Geleneksel eğitim kurumlarını günümüze taşıyamadığımız ve sadece lafta “Meslek Lisesi Memleket Meselesi” dediğimiz için çocuklarımızı sokakların karanlık yönlerinden koruyabilecek tek mekan olarak okullar kalıyor. Pek çok sıkıntısı olsa da okullar sokaklara göre oldukça güvenli yerler. En azından ne anne-babanın ne de devletin aklı milyonlarca gencin ne yaptığında kalmıyor. Zaten onların kahrını çeken bekçileri pardon öğretmenleri var.
Eğitim dendi mi öğretmenlere yüklenmenin ve onları aşağılamak moda… Halbuki öğretmenler -her türlü zorbalık ve saygısızlığa rağmen- özellikle liselerde çok büyük işler başarıyorlar, hem de bir sokak bekçisi kadar bile yetkileri yokken.
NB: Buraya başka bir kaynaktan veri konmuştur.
PR #325, opened 2026-05-20
Feat/claude container remote fs 9p server

kumavis:


kumavis:
split into:
- https://github.com/endojs/endo-but-for-bots/pull/326
- https://github.com/endojs/endo-but-for-bots/pull/328

PR #326, opened 2026-05-20
feat: add @endo/endo-fs (pipelinable filesystem capabilities) and @endo/9p-server (9P bridge)

kumavis:
Two new packages that together provide a pipelinable filesystem capability and a 9P-over-UDS bridge that exposes it to anything speaking 9P (QEMU's `-chardev`, Linux v9fs, diod, …). Original target was `@endo/claude-container`'s microVM workspace projection; the packages were split out so other consumers can use them without depending on the container stack.

## @endo/endo-fs

Pipelinable, stream-friendly filesystem capabilities for Endo. `Filesystem` mints a typed `Directory` / `File` graph keyed by a stable `qid` (inode-style `pathId` + `version`). A deep `E(root).lookup(a).lookup(b).lookup(c).open(flags).read(0, len)` chain dispatches as a single batch of pipelined CapTP messages. Bulk transfers ride `@endo/exo-stream`; `File.snapshot() → BlobRef` lets a peer holding a content-addressed store serve reads locally.

**Backings and wrappers (`src/`):**
- `in-memory.js` — ephemeral, all-in-JS.
- `node-fs.js` — `node:fs/promises`-backed, with `realpath`-based containment + `O_NOFOLLOW` on `create`/`open` (no symlink escape).
- `from-mount.js` — adapter projecting `@endo/daemon` `Mount` as a Filesystem.
- `readonly.js` — attenuator that rejects mutating verbs.
- `compose.js` — `compose` (CoW union), `chroot` / `bind` / `namespace` / `emptyFilesystem` structural primitives.
- `layer.js` — `makeLayer`: diff/apply mechanics; chunked emission for files > 1 MiB.
- `cached-fs.js` — `withCachedReads(fs, cas)`: transparent CAS-backed read cache that pipelines hash discovery alongside the speculative underlying read (one RTT, hit or miss); with watch-based hash invalidation, repeat reads of unchanged files pay zero RTT.
- `cas.js` — `makeMemoryCas({ capacity? })` (LRU eviction) + `cacheBackedRead(blobRef, cas, { offset?, length? }?)` (range overload).
- `type-guards.js` — `M.interface` guards for the whole surface (renamed from `guards.js` per kriskowal).

**Composition correctness:**
- `compose.rename` handles files (copy-up + whiteout) and directories (recursive subtree copy-up).
- `compose.watch` merges events from layer + backing into one stream.
- `compose.statfs` / `bind.statfs` / `namespace.statfs` aggregate across participants.
- Auto-copy-up of parent directories on first write into a backing-only subtree.

**New primitives that close round-trip / TOCTOU weaknesses:**
- `Directory.materialise(path, opts)` — server-side `lookupOrCreate` across N segments; one RTT regardless of depth.
- `Directory.watchFrom() → { cursor, watcher }` — atomic snapshot + subscribe; closes the `list + watch` race.
- `Filesystem.brands(): bigint[]` — passable identity that survives CapTP marshalling; enables cross-CapTP cycle detection (the per-presence `Symbol` brand misses it).

**Security:** symlink-safe `makeNodeFilesystem` with realpath containment + `O_NOFOLLOW`. Regression tests cover leaf symlinks, mid-tree symlink swap, and create-through-symlink rejection.

**Tests:** 183 ava cases across 16 test files; transcript snapshots in `test/snapshots/` pin the pipelining + CAS-hit message orders.

## @endo/9p-server

A 9P2000.L server that wraps an `@endo/endo-fs` `Filesystem` and serves it over a Unix domain socket.

`makeFsBridge9p({ fs, socketPath, cancelled? })` exposes `start()` / `stop()`. The `cancelled` argument is a promise — its settlement is the cancellation signal; default is a permanently-deferred promise (never cancels). `stop()` triggers a bridge-local cancellation that propagates to every active `serveConnection`, so in-flight dispatchers short-circuit without waiting for the socket-close cascade.

**Per-handler pipelining:**
- `Twalk` for N segments dispatches `lookup` + `getQid` for every step in one CapTP batch; results gathered with sequential await + first-failure early-exit for 9P's partial-success semantics.
- `Tattach`: `root()` + `getQid()` share one batch.
- `Tmkdir`: `mkdir()` + `getQid()` share one batch.
- `Tlcreate`: `create()` + `lookup()` + `getQid()` all in one batch.
- Stream-drain buffer tuning on `Tread` (`buffer: 1`), `Treaddir` (`buffer: 64`), and `Twrite` (`buffer: 1`) to collapse per-chunk sync/ack RTTs.

**Hardening:**
- Idempotent `close()`; per-connection processing queue serialises `data` events.
- `wire.tryParseMessage(buf, maxSize?)` rejects oversize frames before buffering.
- `Tread` / `Treaddir` / `Twrite` clamp `count` to the negotiated `msize` minus the response envelope.
- `Treaddir` validates the offset cookie.
- `Tread`/`Twrite` reject inconsistent payload sizes.
- Connection cleanup best-effort `close()`s every open `OpenFile` so a disconnecting client without `Tclunk` doesn't leak `FileHandle`s.

Ops: Tversion, Tattach, Twalk, Tlopen, Tread, Treaddir, Tgetattr, Tsetattr, Tstatfs, Tlcreate, Twrite, Tmkdir, Tunlinkat, Trenameat, Tclunk, Tflush, Rlerror. Tauth / Txattrwalk return ENOSYS.

**Tests:** 20 ava cases (6 wire framing + 14 protocol coverage).

## Docs

- `packages/endo-fs/DESIGN.md` — full interface, design principles, cost-framework analysis.
- `packages/endo-fs/ROADMAP.md` — honest post-implementation list: what's still open, what was reframed, what closed across this PR's review waves.
- `packages/endo-fs/README.md` and `packages/9p-server/README.md` — quick-start and current-state summaries.

## Review status

PR #326 has gone through several review waves with kumavis, kriskowal, and the Copilot reviewer. Items in `ROADMAP.md` §1 are limited to external-dep or design-call gaps (xattrs on disk, cross-process flock, sorted-index backing, `getAttrs` field selection) — all documented with the reason they're deferred. The kriskowal #22 cancellation thread is resolved: the AbortController approach was replaced with the `cancelled`-promise shape (default: permanently-deferred promise; consumers compose additional triggers via `Promise.race`).


packages/remote-fs/README.md
```diff
@@ -0,0 +1,104 @@
...
+    │                           independence (§4.5)
+    ├── watch.test.js         ← Node.watch / NodeWatcher.events / cancel,
+    │                           multi-watcher fan-out (F7)
+    ├── lock.test.js          ← OpenFile.lock / getLock; shared vs exclusive,
+    │                           range overlap, length-0 = to-end-of-file (F8)
+    └── blobref.test.js       ← File.snapshot → BlobRef; sha256 hash,
+                                fetch(offset, length), survives mutation
+```
+
+127 ava cases across 14 files, all green. POSIX-specific fields
```
kumavis: remove, will get stale quickly

packages/remote-fs/README.md
```diff
@@ -0,0 +1,104 @@
...
+> and the `chroot` / `bind` / `namespace` / `emptyFilesystem`
+> structural primitives (§8.6) are all in place and tested.
+> Byte streams use `@endo/exo-stream`'s `PassableBytesReader` /
+> `PassableBytesWriter` with bidirectional promise chains and
+> base64-on-the-wire.
+> Open: F6 (`from-readable-tree.js`) and the F15–F17 OS-extension
+> caps (`PosixFs`, `LinuxFs`, the speculative `GraphFs`).
+> See `DESIGN.md` §9 for the full F-numbered status.
+
+## Why a new FS surface
```
kumavis: remove. just explain the design

packages/remote-fs/README.md
```diff
@@ -0,0 +1,104 @@
...
+  cache can skip the network entirely for cold reads.
+- **Subscriptions**, **xattrs**, and **locks** as first-class
+  capabilities, not as RPC verbs.
+
+The 9P translation rules that motivated some of these choices live
+in `@endo/claude-container` (a 9P-over-virtio-serial server that
+consumes the FS capability as its backing store). They are not part
+of this package.
+
+## Layout
```
kumavis: drop layout, better to just highlight a few components, not their locations

packages/remote-fs/README.md
```diff
@@ -0,0 +1,104 @@
+# @endo/remote-fs
+
+Pipelinable, stream-friendly filesystem capabilities for Endo.
+
+> **Status — F1–F5, F7–F14 landed.** Interface guards (§4),
```
kumavis: drop status

kumavis: better to include status as a separate roadmap document

packages/remote-fs/test/pipeline.test.js
```diff
@@ -0,0 +1,132 @@
...
+  await E(deep).close();
+  return root;
+};
+
+test('pipelined chain: root.lookup(a).lookup(b).lookup(c).lookup(deep) resolves', async t => {
+  const fs = makeInMemoryFilesystem();
+  const root = await buildTree(fs);
+
+  // Build the chain WITHOUT awaiting intermediate stages.
+  const deepRef = E(E(E(E(root).lookup('a')).lookup('b')).lookup('c')).lookup(
```
kumavis: for deep E() chains its better to do it line by line
```
aP = E(root).lookup('a')
bP = E(aP).lookup('b')
// ...
```

kumavis: do this for all deep E chains across all files

packages/9p-server/README.md
```diff
@@ -0,0 +1,80 @@
...
+    └── server.test.js  full protocol coverage against an in-memory FS
+```
+
+## Tests
+
+```sh
+yarn workspace @endo/9p-server test
+```
+
+18 tests: 4 framing, 14 protocol coverage (Tversion / Tattach /
```
kumavis: drop test stats, will go stale quickly

packages/9p-server/README.md
```diff
@@ -0,0 +1,80 @@
...
+Twalk single + pipelined chain / Tlopen + Tread / Treaddir /
```
kumavis: drop

packages/9p-server/README.md
```diff
@@ -0,0 +1,80 @@
...
+offset cookie.
+
+## 9P operations implemented
+
+Tversion, Tattach, Twalk (with pipelined lookup + `..` walks),
+Tlopen, Tread, Treaddir, Tgetattr, Tsetattr, Tstatfs, Tlcreate,
+Twrite, Tmkdir, Tunlinkat, Trenameat, Tclunk, Tflush, Tlerror
+emission. Tauth and Txattrwalk return ENOSYS.
+
+## Layout
```
kumavis: drop

packages/9p-server/README.md
```diff
@@ -0,0 +1,80 @@
...
+
+`Tread` against a file uses `OpenFile.read(offset, length)` →
+`PassableBytesReader`; bytes flow through `@endo/exo-stream`'s
+base64-on-the-wire framing (until CapTP gains native binary).
+
+`Treaddir` drains an `OpenDirectory.list()` `Cursor` once per fid
+into a per-fid buffer that's paginated against the kernel's 9P
+offset cookie.
+
+## 9P operations implemented
```
kumavis: format as table

packages/endo-fs/src/type-guards.js
```diff
@@ -0,0 +1,154 @@
+// @ts-check
```
kumavis, line 1: we should consider deleting this file. instead we can look to replace mount with this filesystem in an upcoming change

packages/endo-fs/src/node-fs.js
```diff
@@ -0,0 +1,898 @@
+// @ts-check
```
kumavis, line 1: rename this to node-fs

packages/endo-fs/test/pipelined-rtt.test.js
```diff
@@ -0,0 +1,170 @@
+// @ts-nocheck
```
kumavis, line 1: these tests should be rewritten to talk over a captp connection and use snapshots for interleaved message transcripts to verify message send order

packages/9p-server/src/fs-bridge.js
```diff
@@ -0,0 +1,76 @@
...
+ * `PassableBytesReader`/`PassableBytesWriter`, and eager `qid`
+ * carrying. See `src/server.js` for the 9P message → cap call
+ * mapping.
+ *
+ * @param {{
+ *   fs: import('@endo/eventual-send').ERef<any>,
+ *   socketPath: string,
+ * }} opts
+ */
+export const makeFsBridge9p = ({ fs, socketPath }) => {
```
kriskowal: Consider threading `cancelled` and using that to signal stop.

kriskowal (commented):
Please cross-reference the types and interface guards for this file system interface with that in `@endo/platform/fs`. They should have a lot in common and possibly even reuse type guards.

Note that the prevailing convention so far is to name the module `type-guards.js` if it’s exporting interfaces and type guards for exos.

kriskowal:
@kriscendobot run the gamut.

packages/endo-fs/test/shared-helpers.test.js
```diff
@@ -0,0 +1,370 @@
...
+  const m = computeOpenMode({});
+  t.true(m.read);
+  t.false(m.write);
+});
+
+test('computeOpenMode: read:false + no write coerces to read', t => {
+  // A handle with neither read nor write is useless; the helper
+  // falls back to read.
+  const m = computeOpenMode({ read: false });
+  t.true(m.read);
```
kumavis: this seems confusing

packages/endo-fs/test/pipelined-rtt.test.js
```diff
@@ -0,0 +1,175 @@
...
+      callsAndReturns[i + 1].type,
+      'CTP_RETURN',
+      `entry ${i + 1} is a RETURN`,
+    );
+  }
+
+  t.snapshot(transcript, 'sequential walk wire transcript');
+});
+
+test('pipelined chain with simulated wire latency completes in one round-trip, not N', async t => {
```
kumavis: don't measure actual latency, just inspect the transcript for pipelining. this may be covered by existing tests

packages/endo-fs/test/node-fs.test.js
```diff
@@ -0,0 +1,264 @@
...
+      setTimeout(() => resolve({ kind: 'timeout' }), 1000),
+    ),
+  ]);
+  await E(watcher).cancel();
+
+  if (next.kind === 'timeout') {
+    // fs.watch may not signal on every platform/filesystem (e.g.
+    // some tmpfs configurations don't notify). Treat as a soft
+    // skip rather than a hard failure.
+    t.pass('fs.watch did not signal within timeout; platform-specific');
```
kumavis: don't pass if the test fails. allow the test to fail

packages/endo-fs/test/configurations.test.js
```diff
@@ -0,0 +1,369 @@
...
+  const file = await E(root).lookup('shared');
+  const blob = await E(file).snapshot();
+  t.truthy(blob);
+  const info = await E(blob).getInfo();
+  t.is(info.size, BigInt('layer-content'.length));
+});
+
+// ---------- watch through composition (weakness probe) ----------
+
+test('WEAKNESS: watch on a composed view sees only the participant we watched, not merged events', async t => {
```
kumavis: there's a few tests marked WEAKNESS that should be addressed before merge

packages/endo-fs/test/configurations.test.js
```diff
@@ -0,0 +1,369 @@
...
+    message: /ENOENT/,
+  });
+
+  // The layer holds the new file at /workspace/new.txt.
+  const layerRoot = await E(layer).root();
+  const layerWs = await E(layerRoot).lookup('workspace');
+  t.is(await readFile(layerWs, 'new.txt'), 'fresh');
+});
+
+test('WEAKNESS: compose does not auto-copy-up parent dirs that exist only in the backing', async t => {
```
kumavis: WEAKNESS

packages/9p-server/src/fs-bridge.js
kumavis: @ph0ngb0t  added AbortController, i dont think thats what you meant

kumavis:
Review of PR head `e684abc1` — three items worth addressing, flagged here so they don't get lost.

### 1. Copy-up over an existing destination can leave stale trailing bytes

`compose`'s copy-up path (`copyFileTo` in `packages/endo-fs/src/compose.js`) creates the destination via `Directory.create`, which on the node-fs backing opens with `O_RDWR | O_CREAT | O_NOFOLLOW` and **no `O_TRUNC`** (`packages/endo-fs/src/node-fs.js`, the `create` handler ~706-711). When `compose.rename` / copy-up targets a name that already exists as a *longer* file, the copied bytes overlay the front and the old file's tail survives — silent corruption. Fix: add `O_TRUNC` on the copy-up open path, or truncate explicitly after `create`.

### 2. `DESIGN.md` §4 interface tables are stale

§4's normative `Filesystem` / `Directory` / `File` tables no longer match the shipped code:

- `Directory` omits `materialise()` and `watchFrom()` (both present in `type-guards.js`).
- `Filesystem` omits `brands()`.
- §4.2 documents `qid` as a sync getter field, but the code exposes `getQid()` as a method — and §4.10's own prose uses `getQid()`, so §4 is internally inconsistent.
- §4.2 says `watch()` returns a `PassableReader<Event>` directly with "no separate Subscription type"; the code returns a `NodeWatcher` cap whose `events()` yields the reader.

Also `packages/9p-server/README.md` (the `Treaddir` paragraph) references an `OpenDirectory` type that does not exist — `list()` is a `Directory` method.

### 3. Three 9P-server robustness gaps

- **`Twalk` partial-success abandons rejecting promises** (`packages/9p-server/src/server.js`, walk-chain build ~370-426). When a multi-segment walk fails partway, the `lookup` / `getQid` promises for steps past the failure are never awaited or `.catch`ed. Not crashing today, but a latent unhandled rejection.
- **`Tversion` can negotiate `msize` upward** (`server.js` `onVersion`, ~318). A client offering a smaller msize than the server's floor is told a larger value; the negotiated msize must be `<=` the client's offer.
- **`Tattach` silently overwrites an in-use fid** (`server.js` `onAttach`, ~339-341), leaking any handle on the prior fid. 9P expects an error on fid reuse.

---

İlkokul öğretmenleri bir nebze gerçek manada öğretmenlik yapılabilirken lise öğretmenleri veli-öğrenci-okul idaresi-MEB dörtlüsünün elinde “getirin Abbas’ı” misali şamar oğlanına dönüş durumda. Pek çok lisede -normal zamanlarda- pek çok öğretmenin okula giderken ayaklarının geri geri gittiğini çok iyi biliyorum. Pek çoğu okul kapısından girerken “bugün inşallah bir şey olmaz!” diyerek dua ile giriyor.
Ama ne ilginçtir ki bu acı durum hiçbir zaman MEB’in gündemine giremiyor. Zaten öğretmene saldırı haberleri rutin sayıldığı için ÖLMEDİKÇE bir haber değeri de taşımıyor.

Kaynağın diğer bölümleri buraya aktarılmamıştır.